List every line below containing "previousMessageId".

[Data records]
______

PR #24033, opened 2026-01-08
fix(lmChatOpenAi Node): Add validation for models requiring Responses API

aalises:
related ticket: https://linear.app/n8n/issue/AI-1863/bug-gpt-52-pro-requires-user-responses-api-enabled
## Summary

Adds validation to ensure users enable the "Use Responses API" toggle when using models that require OpenAI's Responses API endpoint (/v1/responses), while correctly allowing legacy models to use the chat/completions endpoint (/v1/chat/completions).

## Changes:

- Map the error message coming from the OpenAI API with clear error message

**Before:** Users would get a confusing "The resource you are requesting could not be found" error from OpenAI.
**After:** Users get a helpful error: "Model 'gpt-5.2-pro' requires 'Use Responses API' to be enabled"

Kapture 2026-01-08 at 14 03 14


packages/@n8n/nodes-langchain/nodes/vendors/OpenAi/helpers/constants.ts
```diff
@@ -1,3 +1,15 @@
+/**
+ * Regex pattern for models that require the Responses API.
+ * These models are not supported in the /v1/chat/completions endpoint.
+ * Matches:
+ * - gpt-5.2-pro (only pro variant of 5.2)
+ * - gpt-5.3+ (all variants of 5.3 and higher)
+ * - codex-*-max models
+ * - computer-use models
+ */
+export const MODELS_REQUIRING_RESPONSES_API_PATTERN =
```
mike12345567: Is this a safe approach, versus parsing the error and converting it to a warning about the need for the Responses API? As new models are added (say gpt-6 or something like that) this will require constant updates which is concerning.

aalises: Good point. see https://linear.app/n8n/issue/AI-1863/bug-gpt-52-pro-requires-user-responses-api-enabled#comment-b12cb2c6 this comment. The core issue is that the OpenAI API should return a semantic error in this case, but it returns instead the `resource not found` error, which is misleading.

Ideally the OpenAI API tells us exactly what went wrong and we just use that error back instead of our own validation but they're not there yet...

My concern is that I'm not sure if the "resource not found" error is legit in some other cases, or it will always be related to the `responses API` missing...

packages/@n8n/nodes-langchain/nodes/vendors/OpenAi/helpers/error-handling.ts
```diff
@@ -16,7 +16,28 @@ export function isOpenAiError(error: any): error is OpenAIError {
 	return error instanceof OpenAIError;
 }
 
-export const openAiFailedAttemptHandler = (error: any) => {
+function isNonChatModelError(error: unknown): boolean {
+	if (typeof error !== 'object' || error === null) {
+		return false;
+	}
+	const errorObj = error as Record<string, unknown>;
```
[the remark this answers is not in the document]
aalises: Fixed

mike12345567 (approved):
LGTM!

PR #24038, opened 2026-01-08
fix: Apply source control configuration changes to all multi main instances

ireneea:
## Review / Merge checklist

- [ ] Tests included. 


packages/cli/src/modules/source-control.ee/source-control.service.ee.ts
```diff
@@ -79,6 +87,33 @@ export class SourceControlService {
...
+
+		this.isReloading = true;
+		try {
+			this.logger.debug('Source control configuration changed, reloading from database');
+
+			const wasConnected = this.sourceControlPreferencesService.isSourceControlConnected();
+			await this.refreshServiceState();
+			const isNowConnected = this.sourceControlPreferencesService.isSourceControlConnected();
+
+			if (wasConnected && !isNowConnected) {
```
BGZStephen, line 108: A couple of things:

* This feels a little like a side effect for this reload function, I wonder if there should be a different event for disconnecting git repo folders?
* If there are multiple main instances, is there a potential race condition here where the repository may be attempted to be deleted multiple times?

ireneea: Yeah I did hesitate as well creating two separate events. It does bother me that when there is a disconnect we still have to call `refreshServiceState` 

Eventually the reason why I chose not to is the added complexity when publishing and handling a disconnection event. Form the settings/preferences point of view there is no concept of the "disconnect" action. So whenever the preferences changes, we'll have to add some extra logic in there to check if the changes cause a disconnect in order to publish the event. Then there is the questions of do we publish two events when that happens, a reload + a disconnect or just one the disconnect. 

If we publish one event, then there is an added potential of race condition. Because the reload event handling would potentially create folders. And the disconnect event handler should delete those folders.

In then end I think that it's much simpler to combine both in the same event logic

ireneea: In multi-main, instance node has it's own local folder so there is no risk of race condition involving cross-instance logic. 

But in terms of handling concurrent reload events that's a bit more tricky though. I've just re-used the same mitigation pattern as the other handlers, i.e. `isReLoading` perfect but good enough in this context. 

But in the case of trying to delete an already deleted folder, It would cause an error to be logged but the error will not be propagated. So that's quite low impact

BGZStephen (dismissed):

konstantintieber (approved):

PR #24040, opened 2026-01-08
fix(core): Ensure all streaming chunks are processed before deleting ChatHub workflow

autologie:
## Summary

This PR is a follow-up of #23732 to fix FK constraint violation error caused by the changed event ordering in the PR. This PR fixes it by
- Waiting for stream to close before workflow cleanup happens
- Make streaming event aggregator callback functions async to ensure the correct event ordering

https://linear.app/n8n/issue/CHA-97/bug-foreign-key-constraint-failure-on-failed-chat-message

## Review / Merge checklist

- [x] Tests included. 

### DIFF
--- a/packages/cli/src/modules/chat-hub/chat-hub.service.ts
+++ b/packages/cli/src/modules/chat-hub/chat-hub.service.ts
@@ -63,6 +63,7 @@ import {
 	JSONL_STREAM_HEADERS,
 	NODE_NAMES,
 	PROVIDER_NODE_TYPE_MAP,
+	STREAM_CLOSE_TIMEOUT,
 	TOOLS_AGENT_NODE_MIN_VERSION,
 } from './chat-hub.constants';
 import { ChatHubModelsService } from './chat-hub.models.service';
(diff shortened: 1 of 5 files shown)


packages/cli/src/modules/chat-hub/chat-hub.service.ts
```diff
@@ -101,7 +103,9 @@ export class ChatHubService {
 	) {}
 
 	private async deleteChatWorkflow(workflowId: string): Promise<void> {
+		this.logger.debug('[deleteChatWorkflow] start');
```
Cadiac: These are on debug level, but do we need these?

packages/cli/src/modules/chat-hub/chat-hub.service.ts
```diff
@@ -757,8 +761,9 @@ export class ChatHubService {
 					model,
 					retryOfMessageId,
 				});
+				this.logger.debug('[onBegin] end');
```
Cadiac: This also seems like forgotten debug print

packages/cli/src/modules/chat-hub/chat-hub.service.ts
autologie: Ah sorry, these are leftover of investigation, will remove

Cadiac (approved):

PR #24052, opened 2026-01-08
fix(editor): Only shift downstream nodes to the right of insertion point

sandra0503:
## Summary

Refines the node shifting logic to prevent unnecessary layout changes when inserting a new node into a workflow.

Changes:
The set of downstream candidate nodes is now filtered based on their X position. Only nodes that visually overlap with the insertion point (`insertX`) or are entirely to the right of it are added to the list of nodes that must be shifted.

Previously, when a node was inserted, all nodes found in the 'downstream' path were shifted right, regardless of their current X position relative to the insertion point. In complex or looped workflows where downstream nodes might wrap back to the left, this caused:
1. Unnecessary shifting of all nodes to the right.
2. Incorrect final positioning for the newly inserted node.

## Review / Merge checklist

- [x] Tests included. 

### DIFF
--- a/packages/testing/playwright/tests/e2e/regression/PAY-4367-node-shifting-cyclic.spec.ts
+++ b/packages/testing/playwright/tests/e2e/regression/PAY-4367-node-shifting-cyclic.spec.ts
@@ -1,0 +1,58 @@
+import { test, expect } from '../../../fixtures/base';
+
+/**
+ * PAY-4367: Node shifting in cyclic workflows
+ *
+ * Bug: When inserting a node, ALL downstream nodes were shifted right,
+ * including nodes to the LEFT of the insertion point (reachable via cycle).
+ *
+ * Workflow structure:
+ *   Trigger(-220) → Start(0) → Middle(220) → End(440)
+ *                      ↑___________________________|  (cycle)
+ *
+ * When inserting between Start and Middle:
+ * - insertX ≈ 158 (midpoint between Start's right edge at 96 and Middle at 220)
+ * - Start is "downstream" via cycle: Middle → End → Start
+ * - But Start (x=0, rightEdge=96) is LEFT of insertX
+ *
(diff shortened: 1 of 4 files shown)


alexgrozav (dismissed):
🙌 Thanks for the fix!

sandra0503:
It can be tested here

```
URL: https://test-node-shifting.stage-app.n8n.cloud
Email: test@n8n.io
Password: helloWorld7
```

packages/testing/playwright/tests/e2e/regression/PAY-4367-node-shifting-cyclic.spec.ts
```diff
@@ -0,0 +1,58 @@
...
+		await n8n.canvas.addNodeBetweenNodes('Start', 'Middle', 'HTTP Request');
+
+		// Record positions AFTER insertion
+		const posStartAfter = await n8n.canvas.getNodePosition('Start');
+		const posMiddleAfter = await n8n.canvas.getNodePosition('Middle');
+		const posEndAfter = await n8n.canvas.getNodePosition('End');
+
+		// ASSERT: Start should NOT have shifted (it's to the left of insertion)
+		// This was the bug - Start would shift because it's "downstream" via the cycle
+		expect(posStartAfter.x).toBeCloseTo(posStartBefore.x, 0);
```
shortstacked: Is toBeCloseTo an exact match or just close to? Do we need to be exact?

seemewalkin: toBeCloseTo(expected, 0) allows a difference up to 0.5. Changed to toBe() for exact match since the node position shouldn't change at all for the fix! If we see flakiness, we can add a small tolerance later.

alexgrozav (approved):

PR #24058, opened 2026-01-08
feat(core): Add execution source to workflow-executed event

MarcL:
## Summary

Adds remaining non-user execution source values to the `workflow-executed` event for log streaming. This continues the work from #23372 which introduced the `source` field with initial user values.

https://linear.app/n8n/issue/PAY-2936

## Review / Merge checklist

- [x] Tests included. 
- ~[ ] PR Labeled with `release/backport` (if the PR is an urgent fix that needs to be backported)~

### DIFF
--- a/packages/cli/src/events/relays/log-streaming.event-relay.ts
+++ b/packages/cli/src/events/relays/log-streaming.event-relay.ts
@@ -5,8 +5,15 @@ import type { IWorkflowBase } from 'n8n-workflow';
 
 import { MessageEventBus } from '@/eventbus/message-event-bus/message-event-bus';
 import { EventService } from '@/events/event.service';
-import type { RelayEventMap } from '@/events/maps/relay.event-map';
+import type { RelayEventMap, UserLike } from '@/events/maps/relay.event-map';
 import { EventRelay } from '@/events/relays/event-relay';
+
+type WorkflowExecutedEvent = RelayEventMap['workflow-executed'];
+type WorkflowExecutedEventWithUser = WorkflowExecutedEvent & { user: UserLike };
+
+function hasUser(event: WorkflowExecutedEvent): event is WorkflowExecutedEventWithUser {
+	return event.user !== undefined;
+}
 
 @Service()
 export class LogStreamingEventRelay extends EventRelay {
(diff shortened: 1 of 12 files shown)


packages/cli/src/events/relays/log-streaming.event-relay.ts
```diff
@@ -258,7 +257,13 @@ export class LogStreamingEventRelay extends EventRelay {
 		void this.eventBus.sendAuditEvent({
 			eventName: 'n8n.audit.workflow.executed',
 			payload: {
-				...(user && { ...user }),
+				...(user && {
+					userId: user.id,
+					_email: user.email,
```
konstantintieber: What's the intention behind this change? Looking at the `EventPayloadAudit` interface, there are properties for `firstName`, `lastName` and `userEmail`.
Why the underscores here?

MarcL: The `@Redactable()` decorator throws a `RedactableError` if it can't find the user property in the method arguments and the user is now optional (e.g. doesn't exist for the webhook etc.). The redactable transforms the user object with the properties with underscores so that's why I'm now doing it manually.

I don't like this either. 🙈 

Would it be clearer to have 2 functions for user and non-user events but still keep the audit event naming consistent? Then we can keep the redactable decorator if the user is present.

MarcL: Something like this?

```typescript
@Redactable()
private workflowExecutedWithUser({ user, workflowId, workflowName, executionId, source }) {
    void this.eventBus.sendAuditEvent({
        eventName: 'n8n.audit.workflow.executed',
        payload: { user, workflowId, workflowName, executionId, source },
    });
}

private workflowExecutedWithoutUser({ workflowId, workflowName, executionId, source }) {
    void this.eventBus.sendAuditEvent({
        eventName: 'n8n.audit.workflow.executed',
        payload: { workflowId, workflowName, executionId, source },
    });
}

private workflowExecuted(event: RelayEventMap['workflow-executed']) {
    if (event.user) {
        this.workflowExecutedWithUser(event);
    } else {
        this.workflowExecutedWithoutUser(event);
    }
}
```

konstantintieber: Oh yes I like that 👍

MarcL: Should have done this in the first place! 🙈 Fixing.

MarcL: Fixy fix: 475468a
Better?

konstantintieber (approved):

PR #24084, opened 2026-01-09
feat: Add new acceptance API, make UI use correct API for tokens

BGZStephen:
## Summary

This PR adds a new API endpoint for accepting invites based on tokens, as the previous endpoint used a clear test inviteeId no longer available for tokens.

PAY-4424

## Review / Merge checklist

- [x] Tests included. 


packages/frontend/editor-ui/src/features/core/auth/views/SignupView.vue
```diff
@@ -81,17 +82,21 @@ const inviteMessage = computed(() => {
 onMounted(async () => {
 	const inviterIdParam = getQueryParameter('inviterId');
 	const inviteeIdParam = getQueryParameter('inviteeId');
+	const tokenParam = getQueryParameter('token');
+
 	try {
-		if (!inviterIdParam || !inviteeIdParam) {
+		if (!tokenParam && !inviterIdParam && !inviteeIdParam) {
```
geemanjs, line 88: I think this is impossible to fall into now? as we either use the token method or the inviterId/inviteeId param method

packages/frontend/@n8n/rest-api-client/src/api/users.ts
```diff
@@ -115,7 +115,7 @@ export async function setupOwner(
 
 export async function validateSignupToken(
 	context: IRestApiContext,
-	params: { inviterId: string; inviteeId: string },
+	params: { token?: string; inviterId?: string; inviteeId?: string },
```
geemanjs: Would a better type here be:
```javascript
{ token: string } | { inviterId: string; inviteeId: string }
```

geemanjs (commented):
Given this is "the first experience of n8n" for some users. Is it worth adding a E2E test / more complex integration test for this? Both the "happy day flow" with a valid token and the "unhappy day flow" where the token has expired?

packages/frontend/editor-ui/src/features/core/auth/views/SignupView.vue
BGZStephen: I think it's still possible to end up here, if you visit the sign up page without a token or inviteeId or ioinviterId, but this would generally happen if someone tries to manually go there, so it's more of a catch for that scenario

geemanjs (approved):

packages/frontend/editor-ui/src/features/settings/users/components/InviteUsersModal.vue
```diff
@@ -377,7 +377,7 @@ onMounted(() => {
 			<div v-if="showInviteUrls">
 				<N8nUsersList :users="invitedUsers">
 					<template #actions="{ user }">
-						<N8nTooltip v-if="isTamperProofInviteLinksEnabled">
+						<N8nTooltip v-if="isTamperProofInviteLinksEnabled && !user.firstName">
```
guillaumejacquart, line 380: Could you explain the reason behind that additional condition ?

guillaumejacquart (approved):
Just one question, but looks good !

packages/frontend/editor-ui/src/features/settings/users/components/InviteUsersModal.vue
BGZStephen: I don't think it's strictly reqwuired, I'll rmove it when we flip the switch on enabling the feature

PR #24092, opened 2026-01-09
feat(core): Add Chat hub support for 'When Last Node Finishes' and 'Using Response Nodes' response modes

Cadiac:
## Review / Merge checklist

- [ ] Tests included. 


packages/frontend/editor-ui/src/features/ai/chatHub/chat.store.ts
```diff
@@ -67,8 +67,9 @@ import { useTelemetry } from '@/app/composables/useTelemetry';
 import { deepCopy, type INode } from 'n8n-workflow';
 import { convertFileToBinaryData } from '@/app/utils/fileUtils';
 import { ResponseError } from '@n8n/rest-api-client';
+import { STORES } from '@n8n/stores/constants';
 
-export const useChatStore = defineStore(CHAT_STORE, () => {
```
Cadiac, line 72: Changed the store name to match naming of others

packages/cli/src/modules/chat-hub/chat-hub.service.ts
```diff
@@ -163,12 +175,21 @@ export class ChatHubService {
...
-		let executionData: IRunExecutionData;
-		let workflowData: IWorkflowBase;
-		let responseMode: ChatTriggerResponseMode;
-
+		let workflow: PreparedChatWorkflow | undefined;
 		try {
-			const result = await this.messageRepository.manager.transaction(async (trx) => {
+			if (model.provider === 'n8n') {
+				// Validate and prepare n8n workflow outside the transaction to avoid deadlocks on Postgres
+				// with pool size 1 (findWorkflowForUser calls role service which may hit DB without using the transaction)
```
Cadiac: I'm not happy about this - I'm considering fixing the underlying issue at `findWorkflowForUser`'s role lookups not using the transaction, but I wasn't comfortable with the changes I had to make there so I gave up on it on friday...

packages/@n8n/api-types/src/chat-hub.ts
```diff
@@ -468,8 +468,11 @@ export class ChatHubUpdateAgentRequest extends Z.class({
 	tools: z.array(INodeSchema).optional(),
 }) {}
 
-export interface EnrichedStructuredChunk extends StructuredChunk {
```
autologie, line 473: Nice to remove workflow execution derived fields 👍

packages/cli/src/modules/chat-hub/__tests__/chat-hub.service.integration.test.ts
```diff
@@ -1344,4 +1346,697 @@ describe('chatHub', () => {
...
+				flushHeaders: jest.fn(),
+				flush: flushMock,
+				headersSent: false,
+			}) as unknown as Response;
+
+			sessionId = crypto.randomUUID();
+			messageId = crypto.randomUUID();
+		});
+
+		it('should respond with lastNode response mode and extract output from json', async () => {
```
autologie: Thank you for adding these tests. Maybe grouping tests into separate describe() by response mode improves readability

packages/cli/src/modules/chat-hub/chat-hub-workflow.service.ts
```diff
@@ -101,6 +101,7 @@ export class ChatHubWorkflowService {
 			newWorkflow.connections = connections;
 			newWorkflow.settings = {
 				executionOrder: 'v1',
+				saveDataSuccessExecution: 'all',
```
autologie: What was this about? Maybe useful to leave a comment for why

packages/frontend/editor-ui/src/features/ai/chatHub/components/ChatMessageActions.vue
```diff
@@ -80,7 +80,11 @@ function handleReadAloud() {
 					: i18n.baseText('chatHub.message.actions.readAloud')
 			}}</template>
 		</N8nTooltip>
-		<N8nTooltip v-if="message.status === 'success'" placement="bottom" :show-after="300">
+		<N8nTooltip
+			v-if="message.status === 'success' && !(message.provider === 'n8n' && message.type === 'ai')"
```
autologie: Can we create `isEditable(message: ChatMessage)` in utils?

packages/cli/src/modules/chat-hub/chat-hub.constants.ts
```diff
@@ -1,14 +1,16 @@
...
+
 export const EXECUTION_POLL_INTERVAL = 1000;
 export const STREAM_CLOSE_TIMEOUT = 5 * 60 * 1000; // 5 minutes
 export const EXECUTION_FINISHED_STATUSES: ExecutionStatus[] = [
 	'canceled',
 	'crashed',
 	'error',
 	'success',
-];
+] as const;
```
autologie: [nits] I think `: ExecutionStatus[]` makes `as const` ineffective, you might want to use `as const satisfies ExecutionStatus[]` for preserving concrete values

packages/cli/src/modules/chat-hub/chat-hub-workflow.service.ts
Cadiac: I should've written a comment when I added this before christmas 😓 
I think I wanted to have title generation work on instances that didn't save executions, and figured that forcing this on shouldn't hurt anyways as any chat executions are anyways removed after completition.

I'll check this and either add a comment or remove.

packages/cli/src/modules/chat-hub/chat-hub.service.ts
```diff
@@ -231,39 +236,80 @@ export class ChatHubService {
...
+		}
+
+		const previousMessage = await this.ensurePreviousMessage(previousMessageId, sessionId);
+		if (
+			model.provider === 'n8n' &&
+			workflow.responseMode === 'responseNodes' &&
+			previousMessage?.status === 'waiting' &&
+			previousMessage?.executionId
+		) {
+			const execution = await this.executionRepository.findSingleExecution(
```
autologie, line 250: Is there a way to ensure this execution belongs to the user?

packages/cli/src/modules/chat-hub/chat-hub.service.ts
```diff
@@ -742,10 +796,388 @@ export class ChatHubService {
...
+				executionId,
+				messageId,
+				previousMessageId,
+				retryOfMessageId,
+			);
+		}
+	}
+
+	private async resumeChatExecution(
+		execution: IExecutionResponse | undefined,
```
autologie: [nits] Looks like undefined is eliminated at call sites.

packages/cli/src/modules/chat-hub/chat-hub.service.ts
autologie, line 1: n8n workflow agent requires a lot of special handling, I feel we should probably extract them into a separate service. Could be in a separate PR.

packages/cli/src/modules/chat-hub/chat-hub.service.ts
Cadiac: not really, but the only way they could've gotten the executionId saved to their chat message is through previously valid chat messaging 🤔

Cadiac: Executions just belong to workflows, and we're ensuring they have access to the workflow on prepareReplyWorkflow -> prepareWorkflowAgentWorkflow

autologie: Yes I don't think `executionId` can be compromised but thought it's better to check if possible (was surprised that execution doesn't have ownerId). I think we can keep it like this

Cadiac: executions aren't usually related to users, as they start from things like triggers (unless they're manual executions)

packages/cli/src/modules/chat-hub/__tests__/chat-hub.service.integration.test.ts
Cadiac: Reorganized the tests

```
    sendHumanMessage
      Base LLM chats
        ✓ should respond and persist generated response chunks sent from workflow execution (266 ms)
        ✓ should respond and persist an error chunk sent from workflow execution (281 ms)
        ✓ should respond and persist an error set in the workflow execution (1297 ms)
        ✓ should clear stream timeout when stream closes normally (136 ms)
        ✓ should log warning when stream does not close within timeout (200 ms)
      n8n workflow agents
        "When Last Node Finishes" response mode
          ✓ should respond with "lastNode" response mode and extract output from json (276 ms)
          ✓ should respond with "lastNode" response mode and handle errors (278 ms)
          ✓ should extract text field when output is not present in "lastNode" mode (284 ms)
        "Using Response Nodes" response mode
          ✓ should respond with "responseNodes" response mode and resume immediately when waitUserReply is false (282 ms)
          ✓ should respond with "responseNodes" response mode and wait for user when waitUserReply is true (285 ms)
        "Using 'Respond to Webhook' Node" response mode
          ✓ should throw error when "responseNode" mode is used (74 ms)
```

autologie (approved):
Great, this is an epic! And thank you for addressing comments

______

## [Solution for this task]
+		const previousMessage = await this.ensurePreviousMessage(previousMessageId, sessionId);
+				previousMessageId,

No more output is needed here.